Parkbad: Üben für den Ernstfall

Fazit: Der Kreis ist für den Ernstfall gut gerüstet

Anton S., 25 Jahre, Medizinstudent, hat am Samstagmorgen schon einiges hinter sich. Nur mit einer Badehose bekleidet, die gold-silberne Rettungsdecke umgehängt, humpelt er barfuß in das rote Zelt. Dabei erzählt er seine Geschichte: Er war im Wasser, hörte einen lauten Knall. Ein Gefahrstoff wurde in Luft und Wasser freigesetzt. Panisch beeilte er sich, aus dem Wasser zu kommen. Fiel hin. Verletzte sich an den Beinen. Dazu kamen, wie er aufzählt, brennende Augen, eine verletzte Lunge und Schmerzen in den Schleimhäuten. Anton wird öfters mal verletzt. Immer dann, wenn er einen sogenannten Verletzten-Darsteller für eine Katastrophenübung mimt.

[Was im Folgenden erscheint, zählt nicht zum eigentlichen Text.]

PR #2355, opened 2023-07-29
[Torch Dialect] emit aten.tile op and decompose it into aten.repeat

Vremold:
This PR is an extension of PR #2246


python/torch_mlir/dialects/torch/importer/jit_ir/build_tools/abstract_interp_lib_gen.py
```diff
@@ -442,6 +442,16 @@ def aten〇repeat〡shape(self: List[int], repeats: List[int]) -> List[int]:
...
 
+def aten〇repeat〡shape(self: List[int], repeats: List[int]) -> List[int]:
+    return _repeat_like_shape_helper(self, repeats)
+
+def aten〇tile〡shape(self: List[int], dims: List[int]) -> List[int]:
+    dims_length = len(dims)
+    self_length = len(self)
+    if dims_length < self_length:
+        dims = [1] * (self_length - dims_length) + dims
+    return _repeat_like_shape_helper(self, dims)
```
ramiro050, line 453: nit: you can call shape functions inside another shape function:

```python
return aten〇repeat〡shape(self, dims)
```

python/torch_mlir/dialects/torch/importer/jit_ir/build_tools/abstract_interp_lib_gen.py
```diff
@@ -442,6 +442,16 @@ def aten〇repeat〡shape(self: List[int], repeats: List[int]) -> List[int]:
         out.append(self[i] * repeats[i + leading_rank])
     return out
 
+def aten〇repeat〡shape(self: List[int], repeats: List[int]) -> List[int]:
+    return _repeat_like_shape_helper(self, repeats)
+
+def aten〇tile〡shape(self: List[int], dims: List[int]) -> List[int]:
```
ramiro050, line 448: nit: can you add a shape function test for this to make sure the edge case `dims_length < self` works correctly? Here's an example of a test: https://github.com/llvm/torch-mlir/blob/32b1c3dac0dc17ce0b5571c2811c827adf07879e/python/torch_mlir/dialects/torch/importer/jit_ir/build_tools/abstract_interp_lib_gen.py#L345

python/torch_mlir_e2e_test/test_suite/basic.py
```diff
@@ -1462,6 +1462,27 @@ def RepeatModule_basic(module, tu: TestUtils):
...
+    def __init__(self):
+        super().__init__()
+
+    @export
+    @annotate_args([
+        None,
+        ([3, 1, 2], torch.float32, True),
+    ])
+    def forward(self, x):
+        return x.tile([3, 4])
```
ramiro050, line 1476: Can you also add a test for the `dims_size > input_rank`?

ramiro050 (changes requested):

Vremold:
The comments are addressed in the latest commit.

ramiro050 (approved):
Thanks!

PR #2358, opened 2023-07-31
[Torch Dialect] emit aten.masked_scatter and aten.masked_scatter_ op

Vremold:
In fact, I have a decomposition rule developed locally for aten.masked_scatter op. However it relies on the backend support for aten.masked_select op, i.e., it will pass no e2e tests. Will it be accepted if I propose it as a PR?


python/torch_mlir/dialects/torch/importer/jit_ir/build_tools/abstract_interp_lib_gen.py
```diff
@@ -939,6 +939,12 @@ def aten〇narrow〇Tensor〡shape(self: List[int], dim: int, start: List[int],
 def aten〇slice_scatter〡shape(self: List[int], src: List[int], dim: int = 0, start: Optional[int] = None, end: Optional[int] = None, step: int = 1) -> List[int]:
     return self
 
+def aten〇masked_scatter〡shape(self: List[int], mask: List[int], source: List[int]) -> List[int]:
+    return self
+
+def aten〇masked_scatter_〡shape(self: List[int], mask: List[int], source: List[int]) -> List[int]:
```
ramiro050, line 945: no need to add underscore variant, since torch-mlir will replace it with the regular one

python/torch_mlir/dialects/torch/importer/jit_ir/build_tools/abstract_interp_lib_gen.py
```diff
@@ -1825,6 +1831,14 @@ def aten〇scatter〇value〡dtype(self_rank_dtype: Tuple[int, int], dim: int, i
     self_rank, self_dtype = self_rank_dtype
     return self_dtype
 
+def aten〇masked_scatter_〡dtype(self_rank_dtype: Tuple[int, int], mask_rank_dtype: Tuple[int, int], source_rank_dtype: Tuple[int, int]) -> int:
```
ramiro050, line 1834: no need to add underscore variant, since torch-mlir will replace it with the regular one

python/torch_mlir/dialects/torch/importer/jit_ir/build_tools/abstract_interp_lib_gen.py
```diff
@@ -1825,6 +1831,14 @@ def aten〇scatter〇value〡dtype(self_rank_dtype: Tuple[int, int], dim: int, i
...
+    self_rank, self_dtype = self_rank_dtype
+    return self_dtype
+
+def aten〇masked_scatter〡dtype(self_rank_dtype: Tuple[int, int], mask_rank_dtype: Tuple[int, int], source_rank_dtype: Tuple[int, int]) -> int:
```
ramiro050, line 1838: can you add a test for this similar to the other dtype functions?

ramiro050 (changes requested):
This code here (the ODS + shape/dtype functions) is fine, but the decomposition would require testing. See: https://github.com/llvm/torch-mlir/blob/main/docs/architecture.md#dos-and-donts-for-unit-vs-end-to-end-testing

ramiro050 (approved):

PR #2361, opened 2023-07-31
Update Torch ODS list with new ops

GlebKazantaev:
### Description
* Updated torch ODS gen list with new ops & regenerated GeneratedTorchOps.td
* Add some shape inference functions required by LTC
* Updated update_torch_ods.sh to use env PYTHONPATH


ramiro050:
The emit changes and the build changes look good to me. Is there someone familiar with the LTC changes that can review those?

GlebKazantaev:
@antoniojkim could you please take a look at the ltc part?

mabrowning (approved):
LTC Shape inference functions look good, although we do seem to have 2 different styles. I wonder if we could automate the `meta` device dispatch?

antoniojkim (approved):

antoniojkim:
> LTC Shape inference functions look good, although we do seem to have 2 different styles. I wonder if we could automate the `meta` device dispatch?

The ultimate goal is to be able to use structured kernels (i.e. basically the same thing as the meta device dispatch) for everything. But something that seems to have fallen under the radar as LTC is no longer under active development. I say its fine for now. If there is a bit need, we can do it ourselves

GlebKazantaev:
@ramiro050 it seems like "ubuntu-x86_64, in-tree, ON, stable" version doesn't raise any errors in case something failed. For example:
```
****** Unexpectedly Passed tests - 6 tests
    XPASS - "ElementwiseAtenFloorDivideBroadcastModule_basic"
    XPASS - "ElementwiseAtenFloorDivideModule_basic"
    XPASS - "HardtanhBackward_basic"
    XPASS - "RandLikeDtypeModule_basic"
    XPASS - "RandLikeModule_basic"
    XPASS - "UniformNoCorrelationModule_basic"
``` 
https://github.com/llvm/torch-mlir/actions/runs/5743311773/job/15567309988?pr=2361
but `Build and Test / build-test (ubuntu-x86_64, in-tree, ON, stable) (pull_request)` marked as green.

powderluv:
This seems to be breaking the CI. Lets revert and re-land.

Am vergangenen Samstag ist es wieder soweit. Vor dem Krifteler Schwimmbad ist die Hölle los. Rund 150 Leute sind hier zugange. Davon viele in martialischen Schutzkleidungen, chemischen Schutzanzügen und mit Atemschutzmasken und technischen Gerätschaften ausgerüstet. Feuerwehr und Katastrophenschutz aus dem Main-Taunus-Kreis sind an diesem Vormittag zusammengekommen, um den Ernstfall zu üben. „Gefahrgutaustritt im gut besuchten Krifteler Schwimmbad mit vielen Verletzten“ heißt das Katastrophenszenario. Es wird in allen Details durchgespielt.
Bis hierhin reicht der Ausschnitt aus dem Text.